# sending documents to my free.kindle account over 3g



## ireadbooks (Jan 11, 2011)

Does this only work wirelessly with the WIFI only version?

I have no trouble sending documents to my free Kindle account. It converts them perfectly. However, I'm not able to do it wirelessly; they always get stuck and I have to sideload them.

I'll get a message on my Kindle that reads, "2 personal documents waiting for WIFI delivery." However, even when I _know_ WIFI is available my Kindle will connect via 3g. So I'm not able to receive them wirelessly.

Amazon kicks them back to my personal email, the one that I originally sent the documents from, and I have to click the link, download to my computer and transfer to my Kindle.

Is there a way for me to wirelessly send Kindle documents for free with the 3g version?

*hmm...KB spell check flagged all uses of "wirelessly." Is that not a word?*


----------



## labread (Jan 26, 2011)

When both WiFi and 3G are available, the Kindle typically defaults to WiFi.  I think for this to happen, however, the Kindle needs to "know" the particular WiFi network.  Have you forced the WiFi connection by going to your WiFi settings and telling it to connect?  Perhaps a log-in is needed for the first time.


----------



## SusanCassidy (Nov 9, 2008)

The 3G connection is never free.  It will only deliver free to wi-fi or computer.


----------



## Ann in Arlington (Oct 27, 2008)

if you send to @kindle.com, it will come directly whenever connected.  If it comes via 3G, you'll pay the small charge.

You can set in Manage Your Kindle for it to default to the @free.kindle.com address if the charge will be over whatever amount you specify.  The default is $2.50.  If you set it to $0.00, you'll never get the charge.

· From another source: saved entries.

PR #631, opened 2020-12-10
[Access] Merge FASTQ Operator

aef-:


runner/operator/access/v1_0_0/merge_fastqs/__init__.py
```diff
@@ -0,0 +1,95 @@
...
+
+def group_by_fastq(samples):
+    fastqs = defaultdict(list)
+    for sample in samples:
+        if '_R2_' in sample["path"]:
+            fastqs["R2"].append(sample)
+        else:
+            fastqs["R1"].append(sample)
+
+    return fastqs
```
aef-, line 94: What do you think of this function @ionox0 ? Should I change how I'm grouping R1s and R2s?

runner/fixtures/runner.pipeline.json
```diff
@@ -126,17 +126,17 @@
...
+            "name": "merge fastqs",
+            "github": "git@github.com:msk-access/cwl-commandlinetools",
             "version": "master",
-            "entrypoint": "workflows/subworkflows/msi.cwl",
+            "entrypoint": "merge_fastq_0.1.7/merge_fastq_0.1.7.cwl",
             "output_file_group": "a975f490-1b02-4575-abae-a4f8e3667733",
-            "output_directory": "/work/access/production/runs/voyager/microsatellite_instability",
-            "operator": 7,
+            "output_directory": "/work/access/production/runs/voyager/merged_fastqs",
+            "operator": 8,
```
aef-, line 139: I'll fix this...

runner/operator/access/v1_0_0/merge_fastqs/__init__.py
```diff
@@ -0,0 +1,95 @@
...
+        number_of_inputs = len(inputs)
+
+        return [
+            (
+                APIRunCreateSerializer(
+                    data={
+                        'name': "LEGACY FASTQ Merge: %s, %i of %i" % (self.request_id, i + 1, number_of_inputs),
+                        'app': self.get_pipeline_id(),
+                        'output_metadata': {
+
```
aef-, line 68: ITW

fixtures/tests/merge_fastqs/10151_F_13.file.json
```diff
@@ -0,0 +1,54 @@
+[
```
aef-, line 1: Currently, the test only checks for when merging is required. I made a PR to export File and File Metadata fixtures from Django Admin, when that gets merged in I'll add cases for other samples in this request.

runner/operator/access/v1_0_0/merge_fastqs/__init__.py
```diff
@@ -0,0 +1,111 @@
...
+        number_of_inputs = len(inputs)
+
+        return [
+            (
+                APIRunCreateSerializer(
+                    data={
+                        'name': "LEGACY FASTQ Merge: %s, %i of %i" % (self.request_id, i + 1, number_of_inputs),
+                        'app': self.get_pipeline_id(),
+                        'output_metadata': {key: metadata[key] for key in METADATA_OUTPUT_FIELDS if
+                                            key in metadata},
```
ionox0, line 85: I'm not sure if you were planning to remove the `igoComplete: true` filter from AccessLegacyOperator, but if not then we need to pass that field here as well

runner/operator/access/v1_0_0/merge_fastqs/__init__.py
ionox0: One thing I want to check is whether the order of these lists matters in the merge_fastq tool. I can ask Ronak

runner/operator/access/v1_0_0/merge_fastqs/__init__.py
```diff
@@ -0,0 +1,111 @@
...
+            "class": "File",
+            "location": "juno://" + fastq["path"]
+        } for fastq in fastqs["R2"]]
+
+        input_file = template.render(
+            fastq1_files=json.dumps(fastq1s),
+            fastq2_files=json.dumps(fastq2s),
+        )
+
+        inputs.append((json.loads(input_file), sample_files[0]["metadata"]))
```
ionox0, line 56: The problem with using `sample_files[0]` here is that there can be different sample ID info for the two pairs of fastqs (because they came from different sequencing runs)

For example these fields might be different between [0] and [1]:
```
    'dnaInputNg',
    'captureInputNg',
    'libraryVolume',
    'libraryConcentrationNgul'
```

In the `lims_client` I made some logic to take the average of these values:

https://github.mskcc.org/MSK-ACCESS/lims_client/blob/master/lims_client/models.py#L128-L151

But it should be ok for now unless Ronak has any concerns

fixtures/tests/merge_fastqs/10151_F_13.file.json
ionox0: 👍

runner/operator/access/v1_0_0/merge_fastqs/__init__.py
aef-: I think we can remove it. Since we're using it here, all the files are passed are `igoComplete`. It just means we have to use `self.run_ids` for the BAM generation, which I think is for the best anyways. But  let me know if you disagree.

runner/operator/access/v1_0_0/merge_fastqs/__init__.py
aef-: Ah I forgot about that. I'll average them out.

runner/operator/access/v1_0_0/merge_fastqs/__init__.py
```diff
@@ -0,0 +1,123 @@
...
+                        'tags': {'requestId': self.request_id, 'sampleId': metadata["sampleId"]}}
+                ),
+                job
+             )
+
+            for i, (job, metadata) in enumerate(inputs)
+        ]
+
+def calc_avg(sample_files, field):
+    return sum([float(s["metadata"][field] or 0) for s in sample_files if field in s["metadata"]])/float(len(sample_files))
```
ionox0, line 106: Maybe use the number of available instances in the denominator:
`field_count = len(list(filter(lambda s: s["metadata"][field], sample_files)))`
...
`... / float(len(field_count)`

runner/operator/access/v1_0_0/merge_fastqs/__init__.py
ionox0: I also think the merge_fastq required these lists to be sorted in matching order. So add this here:
```
# Sort the lists to ensure R1 and R2 fastqs are paired together
samples.sort(key = lambda s: s["path"].split("/")[-1])
```

ionox0: (on line 121)

runner/tests/operator/merge_fastqs/test_fastq_merge_operator.py
```diff
@@ -0,0 +1,66 @@
...
+
+        self.assertEqual(len(jobs) > 0, True)
+        for job in jobs:
+            self.assertEqual(job[0].is_valid(), True)
+            # Ensure at least 3 of the metadata fields are set, as not all of them are request.
+            self.assertEqual(len(job[0].initial_data["output_metadata"].keys()) > 3, True)
+            job[0].initial_data["output_metadata"]["sampleOrigin"] = "Tissue"
+            self.assertEqual(float(job[0].initial_data["output_metadata"]["captureConcentrationNm"])
+                             > 0, True)
+            self.assertEqual(job[0].initial_data["output_metadata"]["captureConcentrationNm"],
```
ionox0, line 59: 👍

runner/operator/access/v1_0_0/merge_fastqs/input_template.json.jinja2
```diff
@@ -0,0 +1,10 @@
+{
+   "fastq1": {{fastq1_files}},
```
ionox0, line 2: I'm not sure I've actually tried using `null` here, but I'm assuming that it works

ionox0 (approved):
As far as I can tell this should work 👍 

So we can merge once our test with `10151_F` has passed

PR #632, opened 2020-12-11
fix access downstream operators

ionox0:
I thought that FileMetadata objects would be available to query for files that are outputs from upstream pipeline runs, but it is just the File objects that are created.

This PR makes use of the file paths to query for matching T/N duplex/simplex/standard access bams in the ACCESS SV, SNV, and MSI operators.

Also, I added a test case for the MSI operator

### DIFF
--- a/fixtures/tests/access_snv/files_metadata.json
+++ b/fixtures/tests/access_snv/files_metadata.json
@@ -8,28 +8,7 @@
             "modified_date": "2020-01-06T19:59:50.583Z",
             "file": "fffff52a-0696-48d4-9ca5-6580daa44ab3",
             "version": 0,
-            "metadata": {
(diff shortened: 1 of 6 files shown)


fixtures/tests/access_snv/files_metadata.json
```diff
@@ -8,28 +8,7 @@
             "modified_date": "2020-01-06T19:59:50.583Z",
             "file": "fffff52a-0696-48d4-9ca5-6580daa44ab3",
             "version": 0,
-            "metadata": {
```
ionox0, line 11: I deleted this metadata to reflect the fact that it won't be present after the bam generation pipeline finishes

allanbolipata (approved):
Looks good to me.

PR #634, opened 2020-12-14
Ij/access bam search fix

ionox0:
I've encountered an error whereby QC files such as `C-DDK2LJ-L003-d_cl_aln_srt_MD_IR_FX_BR__aln_srt_IR_FX-duplex.bam.fragment-sizes` are found instead of the bam files, so I've included the `$` terminator in the file path_regex to avoid this issue.

### DIFF
--- a/runner/operator/access/v1_0_0/msi/__init__.py
+++ b/runner/operator/access/v1_0_0/msi/__init__.py
@@ -62,7 +62,7 @@ class AccessLegacyMSIOperator(Operator):
 
         for i, tumor_sample_id in enumerate(sample_ids_to_run):
             # Find the Tumor Standard bam
-            sample_regex = r'{}_cl_aln_srt_MD_IR_FX_BR.bam'.format(tumor_sample_id)
+            sample_regex = r'{}_cl_aln_srt_MD_IR_FX_BR.bam$'.format(tumor_sample_id)
             tumor_bam = FileRepository.filter(file_name_regex=sample_regex)
 
             if not len(tumor_bam) == 1:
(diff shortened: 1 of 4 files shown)


runner/operator/access/v1_0_0/structural_variants/__init__.py
```diff
@@ -15,7 +15,7 @@
 TUMOR_OR_NORMAL_SEARCH = '-L0'
 SAMPLE_ID_SEP = '_cl_aln'
 ACCESS_DEFAULT_SV_NORMAL_ID = 'DONOR22-TP'
-ACCESS_DEFAULT_SV_NORMAL_FILENAME = 'DONOR22-TP_cl_aln_srt_MD_IR_FX_BR.bam'
+ACCESS_DEFAULT_SV_NORMAL_FILENAME = 'DONOR22-TP_cl_aln_srt_MD_IR_FX_BR.bam$'
```
aef-, line 18: does this have to be regex, prepended with `r` like the others?

runner/operator/access/v1_0_0/structural_variants/__init__.py
```diff
@@ -104,7 +105,7 @@ def construct_sample_inputs(self, tumor_sample_id, tumor_bam):
             tumor_sample_names = [tumor_sample_id]
             tumor_bams = [{
                 "class": "File",
-                "location": 'juno://' + tumor_bam['path']
+                "location": tumor_bam['location']
             }]
```
ionox0, line 109: I feel like this could be a bit cleaner, for example maybe instead of re-building the file objects to put in the inputs, I could just re-use the Files directly?

Or even better, maybe there is a cleaner way to apply the port objects directly in the inputs

ionox0:
Also, since a lot of this logic is shared between the operators, it might be better to have it in a shared module

runner/operator/access/v1_0_0/structural_variants/__init__.py
ionox0: I didn't actually have the issue with this file but yes I've made it a regex as well to be sure

runner/operator/access/v1_0_0/msi/__init__.py
```diff
@@ -36,6 +36,7 @@ def get_sample_inputs(self):
         # Get the latest completed runs for the given request ID
         group_id = Run.objects.filter(
             tags__requestId=self.request_id,
+            app__name='access legacy',
```
ionox0, line 39: Had to add this line so that if the most recent run for a request ID was any pipeline besides the `access legacy` pipeline, it would find the wrong run

aef- (approved):

PR #652, opened 2020-12-28
Fix for Matched Normal bam search based on patient_id

ionox0:


runner/operator/access/v1_0_0/structural_variants/__init__.py
```diff
@@ -104,7 +104,7 @@ def construct_sample_inputs(self, tumor_sample_id, tumor_bam):
             tumor_sample_names = [tumor_sample_id]
             tumor_bams = [{
                 "class": "File",
-                "location": 'juno://' + tumor_bam['path']
+                "location": tumor_bam['location'].replace('file://', 'juno://')
```
aef-, line 107: I'm surprised this is required

aef- (approved):

runner/operator/access/v1_0_0/structural_variants/__init__.py
ionox0: Yes, I do see it being done here:

https://github.com/mskcc/beagle/blob/master/runner/operator/argos_qc_operator/v1_1_0/construct_argos_qc_outputs.py#L67

https://github.com/mskcc/beagle/blob/master/runner/operator/argos_qc_operator/v1_1_0/construct_argos_qc_outputs.py#L56

So maybe @allanbolipata or @sivkovic can comment

I'd be happy to take a look through the code to see if we can consolidate the `file` vs `juno` usage somehow

PR #655, opened 2021-01-03
Add job group to runs API endpoint

aef-:
Also adds the ability to pull pipeline by passing `/pipelines/?name=access legacy`

### DIFF
--- a/runner/views/pipeline_view.py
+++ b/runner/views/pipeline_view.py
@@ -19,18 +19,13 @@ class PipelineViewSet(mixins.ListModelMixin,
                       GenericViewSet):
     queryset = Pipeline.objects.all()
     serializer_class = PipelineSerializer
-    lookup_fields = ['pk', 'name']
 
-    def get_object(self):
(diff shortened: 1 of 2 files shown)


runner/views/pipeline_view.py
```diff
@@ -16,9 +17,16 @@ class PipelineViewSet(mixins.ListModelMixin,
                       mixins.CreateModelMixin,
                       mixins.RetrieveModelMixin,
                       GenericViewSet):
-    queryset = Pipeline.objects.order_by('id').all()
+    queryset = Pipeline.objects.all()
```
sivkovic, line 20: Should we keep some kind of ordering here?

aef-: It's your call, I didn't see a point, but without it objects are not guaranteed to come from the DB in the same order on each request.

sivkovic: You are right. Ordering for pipelines doesn't actually make a lot of sense. If we need it in the future we can easily add it.

sivkovic (approved):

PR #677, opened 2021-01-20
Updates run/restart api so as to trigger restarts by group_id OR run_id

aef-:
This PR will require one of the following parameters:

Screen Shot 2021-01-20 at 13 29 08

### DIFF
--- a/runner/views/run_api_view.py
+++ b/runner/views/run_api_view.py
@@ -201,7 +201,7 @@ class RunApiRestartViewSet(GenericAPIView):
         group_id = serializer.validated_data.get('group_id')
         if run_id:
             run = get_object_or_404(Run, pk=run_id)
-            runs = RunObject.from_db(run_id)
+            runs = [RunObject.from_db(run_id)]
         elif group_id:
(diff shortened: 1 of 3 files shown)


runner/views/run_api_view.py
```diff
@@ -193,26 +193,44 @@ class RunApiRestartViewSet(GenericAPIView):
...
+        if not serializer.is_valid():
+            return Response(serializer.errors, status=status.HTTP_400_BAD_REQUEST)
+
+        run_id = serializer.validated_data.get('run_id')
+        group_id = serializer.validated_data.get('group_id')
+        if run_id:
+            run = get_object_or_404(Run, pk=run_id)
+            runs = RunObject.from_db(run_id)
+        elif group_id:
+            runs = [RunObject.from_db(r.id) for r in Run.objects.filter(job_group_id=group_id).all()]
```
aef-, line 206: I don't fully understand `from_db` -- let me know if there is a better way to do this

sivkovic (approved):

PR #685, opened 2021-01-25
Add version/default column to pipeline admin page

aef-:
To differentiate pipelines with the same name

### DIFF
--- a/runner/views/run_api_view.py
+++ b/runner/views/run_api_view.py
@@ -281,10 +281,14 @@ class RequestOperatorViewSet(GenericAPIView):
     def post(self, request):
         request_ids = request.data.get('request_ids')
         pipeline_name = request.data.get('pipeline')
+        pipeline_version = request.data.get('pipeline_version', None)
         job_group_id = request.data.get('job_group_id', None)
         for_each = request.data.get('for_each', True)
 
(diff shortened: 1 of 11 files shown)


runner/views/run_api_view.py
```diff
@@ -281,10 +281,14 @@ class RequestOperatorViewSet(GenericAPIView):
...
         pipeline_name = request.data.get('pipeline')
+        pipeline_version = request.data.get('pipeline_version', None)
         job_group_id = request.data.get('job_group_id', None)
         for_each = request.data.get('for_each', True)
 
-        pipeline = get_object_or_404(Pipeline, name=pipeline_name)
+        if pipeline_version:
+            pipeline = get_object_or_404(Pipeline, name=pipeline_name, version=pipeline_version)
+        else:
+            pipeline = get_object_or_404(Pipeline, name=pipeline_name)
```
aef-, line 291: @sivkovic may have some input but this will error out if multiple objects are returned, we may want to add `default=True` here

ionox0: @aef- yes made that change

I noticed that it's possible for two similar pipelines to both be set as "default", but maybe that is ok

ionox0 (approved):

PR #691, opened 2021-01-27
Batch Job status calls

aef-:
Dependent on: https://github.com/mskcc/ridgeback/pull/137

We should deploy Ridgeback with that PR, then this one.


nikhil (approved):

aef-:
I'd like to chunk query results so that we're sending batches of 900 or so to Ridgeback

PR #696, opened 2021-02-02
Release/1.36.0

nikhil:
- Bump version to 1.36 (#695)
- Remove pipeline name requirement (#694)
- Added pipeline version to swagger (#690)
- Remove DB_CONN_MAX_AGE (#689)
- Use file path for sample id retrieval for ACCESS Operator (#692)
- Sort keys when querying for multiple value_lists (#669)
- Argos pairing refactor (#697)

PR #698, opened 2021-02-02
copy files

nikhil:


allanbolipata (approved):

allanbolipata:
Missed this commit into #696 , will just add release along with it

PR #7, opened 2020-11-24
Allocator visualizer

max-traverse:
Introducing an optional feature: the allocator visualizer.
It's an imgui based UI that allows you to inspect where each allocation is ending up. It can even show the backtrace of each allocation that happened.
It also allows the user to inspect information about the different types of memory available on the GPU.


examples/vulkan-visualization/src/main.rs
```diff
@@ -0,0 +1,1417 @@
...
+            let app_name = CString::new("gpu-allocator examples vulkan-visualization").unwrap();
+
+            let appinfo = vk::ApplicationInfo::builder()
+                .application_name(&app_name)
+                .application_version(0)
+                .engine_name(&app_name)
+                .engine_version(0)
+                .api_version(vk::make_version(1, 0, 0));
+
+            let layer_names = [CString::new("VK_LAYER_KHRONOS_validation").unwrap()];
```
Jasper-Bekkers, line 1048: Validation layer should probably be optional / off by default since not everybody will have the VulkanSDK installed. (Or at least print out a message where to download the SDK if it fails).

examples/vulkan-visualization/src/main.rs
```diff
@@ -0,0 +1,1417 @@
...
+
+        let mut imgui_renderer = ImGuiRenderer::new(
+            &mut imgui,
+            &device,
+            descriptor_pool,
+            &mut allocator,
+            setup_command_buffer,
+            setup_commands_reuse_fence,
+            present_queue,
+        )?;
```
Jasper-Bekkers, line 1286: Since we have so little code that actually demos the example it might be nicer to pull it out to a loose file and leave all the ash/vulkan extra code in a helper file (might be useful for some other examples later on too).

examples/vulkan-visualization/src/shaders/imgui.ps.hlsl
```diff
@@ -0,0 +1,15 @@
...
+struct VertexInput
+{
+    float4 position : SV_POSITION;
+    float2 texCoord: TEXCOORD0;
+    float4 color: COLOR;
+};
+
+float4 main(VertexInput input) : SV_Target0
+{
+    //return input.color;
```
Jasper-Bekkers, line 13: Nit: commented code.

examples/vulkan-visualization/src/shaders/imgui.vs.hlsl
```diff
@@ -0,0 +1,32 @@
...
+};
+
+ConstantBuffer<Constants> g_constants : register(b0, space0);
+
+VertexOutput main(VertexInput vertex)
+{
+    VertexOutput o;
+    o.position = float4(vertex.pos * g_constants.scale + g_constants.translation, 0.0, 1.0);
+    //o.position = float4((vertex.pos + g_constants.translation) * g_constants.scale, 0.0, 1.0);
+    //o.position = float4(vertex.pos * float2(1.0 / 1920.0, 1.0 / 1080.0) + float2(0, 0), 0, 1);
```
Jasper-Bekkers, line 28: Nit: commented code.

examples/vulkan-visualization/src/main.rs
```diff
@@ -0,0 +1,1417 @@
...
+            let vs = include_str!("./shaders/imgui.vs.hlsl");
+            let vs = hassle_rs::compile_hlsl(
+                "imgui.vs.hlsl",
+                vs,
+                "main",
+                "vs_5_0",
+                &["-WX", "-spirv", "-fvk-use-scalar-layout"],
+                &[],
+            )
+            .unwrap();
```
Jasper-Bekkers, line 137: It might be nicer to check in pre-compiled .spv binaries along with the shaders and just have a script that calls into dxc instead of using hassle. It's not expected that everybody has a copy of dxcompiler.dll on their system (that can compile SPIR-V code).

Jasper-Bekkers (changes requested):
Good work! Good to see the visualizer out in the open now too. I think it's good to also add some screenshots of it to the README.md file.

examples/vulkan-visualization/src/main.rs
max-traverse: I have moved the imgui renderer to a seperate file. I did the same for one of the helper functions, as it's shared between the example and the imgui renderer.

Via @free.kindle.com it will only come wirelessly if you connect via WiFi.  Otherwise it just comes back to your email on record with a link to the file.  If the file is already in a compatible format, you can just side load.  But if it needs to be converted and you want Amazon to do it for you, the @free.kindle.com address works well.  Note that if it's a PDF file that you want converted, you must put "convert" in the subject.

I like sending via the @free.kindle.com address even if the file is compatible because then I don't have to find my wire to transfer it manually.  Yes.  Sometimes laziness takes over.


----------



## Morf (Nov 18, 2010)

ireadbooks said:


> *hmm...KB spell check flagged all uses of "wirelessly." Is that not a word?*


Seems a good word to me...
http://www.merriam-webster.com/dictionary/wirelessly

In fact I'd say it's a woody word! [obscure Monty Python reference - 



].


----------



## ireadbooks (Jan 11, 2011)

labread said:


> Have you forced the WiFi connection by going to your WiFi settings and telling it to connect?


Ah, OK. I didn't realize that I had to manually connect for the first time. I just thought it would automatically do so if the connection was available.

This solved the problem. My Kindle and I thank you 

And thanks to everyone who responded.


----------



## Myrindyl (Jun 19, 2011)

Ann in Arlington said:


> if you send to @kindle.com, it will come directly whenever connected. If it comes via 3G, you'll pay the small charge.
> 
> You can set in Manage Your Kindle for it to default to the @free.kindle.com address if the charge will be over whatever amount you specify. The default is $2.50. If you set it to $0.00, you'll never get the charge.


I'm logged into my 'Manage Your Kindle' page and I'm having trouble finding the option to have anything default to the @free.kindle.com address. Can anyone offer some more specific pointers for how to do this please?


----------



## Morf (Nov 18, 2010)

Amazon have recently restructured the "Manage My Kindle" page (in the UK at least).

Under "Your Kindle Account" at the left, pick "Personal Document Settings"

One of the options is this one:

_Maximum Personal Document Charge
Set the maximum charge allowed for a single personal document sent wirelessly to your Kindle. Any personal document exceeding this charge will be sent to your @free.kindle.com address and a notification will be sent to your Kindle. Learn more
Maximum Charge Limit	Actions
£ 0.00 Change_

Setting it to 0.00 (as mine is) means that documents will never be sent to your @kindle.com account and will therefore go to your free.kindle.com account instead.


----------



## Myrindyl (Jun 19, 2011)

Thanks! Settings adjusted


----------